Task requirements →
Look through the data below, and copy each line that carries the word "error".

Source records →
PR #351, opened 2017-07-19
[new exo-run - 3] write app_setup in Go

cheahuychou:


cheahuychou:

cheahuychou:

exo-go/src/app_setup/helpers.go
```diff
@@ -0,0 +1,30 @@
...
+// CheckoutApp copies the example app appName to cwd
+func CheckoutApp(cwd, appName string) error {
+	src := path.Join("..", "..", "..", "exosphere-shared", "example-apps", appName)
+	dest := path.Join(cwd, appName)
+	err := os.RemoveAll(dest)
+	if err != nil {
+		return err
+	}
+	return testHelpers.CopyDir(src, dest)
+}
```
charlierudolph: I think this should be in test helpers since its only used in tests

exo-go/src/app_setup/index.go
```diff
@@ -0,0 +1,129 @@
...
+		return err
+	}
+	if err := process.Wait(); err != nil {
+		return err
+	}
+	return nil
+}
+
+// StartSetup sets up the entire app and returns an error if any
+func (appSetup *AppSetup) StartSetup() error {
```
charlierudolph: This name makes it seem like the setup is not finished after it returns. Is that true?

exo-go/src/docker_compose/index.go
```diff
@@ -18,3 +18,19 @@ func KillAllContainers(cwd string, log func(string)) (*processHelpers.Process, e
 	process.SetStdoutLog(log)
 	return process, process.Start()
 }
+
+// PullAllImages pulls all the docker images defined in docker-compose.yml
+func PullAllImages(dockerComposeLocation string, log func(string)) (*processHelpers.Process, error) {
+	process := processHelpers.NewProcess("docker-compose", "pull")
+	process.SetDir(dockerComposeLocation)
+	process.SetStdoutLog(log)
+	return process, process.Start()
```
charlierudolph: The use of each of these calls Wait right after. Thoughts on updating these functions to wait for the process to finish and thus just return an error. Same for `BuildAllImages`

exo-go/src/app_setup/index_test.go
```diff
@@ -0,0 +1,155 @@
...
+		externalServices = []string{"external-service"}
+		internalDependencies = []string{"exocom0.22.1"}
+		externalDependencies = []string{"mongo3.4.0"}
+		allServices = util.JoinSlices(internalServices, externalServices, internalDependencies, externalDependencies)
+	})
+
+	var _ = Describe("StartSetup", func() {
+
+		It("should starts up the app sucessfully when application.yml and service.yml are valid", func() {
+			err := setup.StartSetup()
```
charlierudolph: Please update the tests to not rely on each other. Put anything you need in each test in a beforeEach / beforeSuite. If there are some things that only needed in a few of the tests wrap them in a describe block so it can have its own beforeEach

exo-go/src/util/slice.go
```diff
@@ -0,0 +1,10 @@
+package util
+
+// JoinSlices joins the given slices
+func JoinSlices(slices ...[]string) []string {
+	result := []string{}
+	for _, slice := range slices {
+		result = append(result, slice...)
+	}
+	return result
+}
```
charlierudolph, line 10: Thoughts on naming this `JoinStringSlices`?

exo-go/src/app_setup/index_test.go
cheahuychou: but then this test suite will call`StartSetup()` (`exo-setup`) 10+ times?

charlierudolph: If you don't want it in beforeEach (because its too slow) lets move it to beforeSuite so its more apparent we need it for all the tests.

exo-go/src/app_setup/helpers.go
cheahuychou: As I mentioned, we can't use the existing function in `test_helpers/index.go` because of the path difference. I think we might need to pass in relative path.

cheahuychou:

exo-go/src/app_setup/helpers.go
charlierudolph: Lets try following this https://andrewbrookins.com/tech/golang-get-directory-of-the-current-file/ in order to the get the current file.

exo-go/src/app_setup/index.go
```diff
@@ -0,0 +1,130 @@
...
+)
+
+// AppSetup sets up the app
+type AppSetup struct {
+	AppConfig             types.AppConfig
+	Logger                *logger.Logger
+	DockerComposeConfig   types.DockerCompose
+	ServiceData           map[string]types.ServiceData
+	ServiceConfigs        map[string]types.ServiceConfig
+	DockerComposeLocation string
```
charlierudolph: I don't think this is good name. Its actually the folder we are storing `docker-compose.yml`. It also appears that its related to appDir. Thoughts on creating a function which computes this to avoid us from having to save it as a variable?

Also it appears `dockerComposeLocation` is used mostly to refer to the folder that contains `docker-compose.yml` and but is also used in dockerHelpers.GetDockerCompose as the path to the `docker-compose.yml`. Thoughts on renaming to `dockerComposeDirPath` and `dockerComposeFilePath`?

cheahuychou:

exo-go/src/app_setup/index.go
cheahuychou: comment addressed

exo-go/src/app_setup/index_test.go
```diff
@@ -0,0 +1,146 @@
...
+	. "github.com/onsi/gomega"
+)
+
+var _ = Describe("Setup", func() {
+
+	var dockerCompose types.DockerCompose
+	var internalServices, externalServices, internalDependencies, externalDependencies, allServices []string
+
+	var _ = BeforeSuite(func() {
+		err := testHelpers.CheckoutApp("", "complex-setup-app")
```
charlierudolph: I don't like passing in "". Can we pass in the actual cwd?

charlierudolph (approved):

cheahuychou:
closed in: https://github.com/Originate/exosphere/commit/7458f863fb2655d939423df547cd0881b0732839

Result below →
+func CheckoutApp(cwd, appName string) error {
+// StartSetup sets up the entire app and returns an error if any
+func (appSetup *AppSetup) StartSetup() error {
+func PullAllImages(dockerComposeLocation string, log func(string)) (*processHelpers.Process, error) {
charlierudolph: The use of each of these calls Wait right after. Thoughts on updating these functions to wait for the process to finish and thus just return an error. Same for `BuildAllImages`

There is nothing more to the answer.